▶ _Exercise_:
The whole of the data is to be returned without a single change.

▶ _Task input_:
Issue #555, opened 2017-03-02
status of accumulate, strain & list-ops


robphoenix:
`accumulate` & `strain` are to be deprecated across the exercism curriculum, in favour of the `list-ops` exercise:

https://github.com/exercism/xjava/issues/297
https://github.com/exercism/x-common/issues/553#issuecomment-279275406
https://github.com/exercism/x-common/issues/588#issuecomment-279275431

Currently in this track `accumulate` is deprecated, `strain` is active and `list-ops` has not been implemented.

There has been some recent discussion about this [here](https://github.com/exercism/xgo/issues/18#issuecomment-283222291)
The main points being:

* Although list operations such as map, filter and reduce are actively discouraged in Go, it is still considered a beneficial learning exercise to implement them, though for a specific type rather than generically.
* The suggestion that this track un-deprecate `accumulate`, until `list-ops` is added. If list-ops will be added within the next few days, then there's no point in adding the churn, but if it will be a while in coming, why not show accumulate?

▶ _Task response_:
Issue #555, opened 2017-03-02
status of accumulate, strain & list-ops


robphoenix:
`accumulate` & `strain` are to be deprecated across the exercism curriculum, in favour of the `list-ops` exercise:

https://github.com/exercism/xjava/issues/297
https://github.com/exercism/x-common/issues/553#issuecomment-279275406
https://github.com/exercism/x-common/issues/588#issuecomment-279275431

Currently in this track `accumulate` is deprecated, `strain` is active and `list-ops` has not been implemented.

There has been some recent discussion about this [here](https://github.com/exercism/xgo/issues/18#issuecomment-283222291)
The main points being:

* Although list operations such as map, filter and reduce are actively discouraged in Go, it is still considered a beneficial learning exercise to implement them, though for a specific type rather than generically.
* The suggestion that this track un-deprecate `accumulate`, until `list-ops` is added. If list-ops will be added within the next few days, then there's no point in adding the churn, but if it will be a while in coming, why not show accumulate?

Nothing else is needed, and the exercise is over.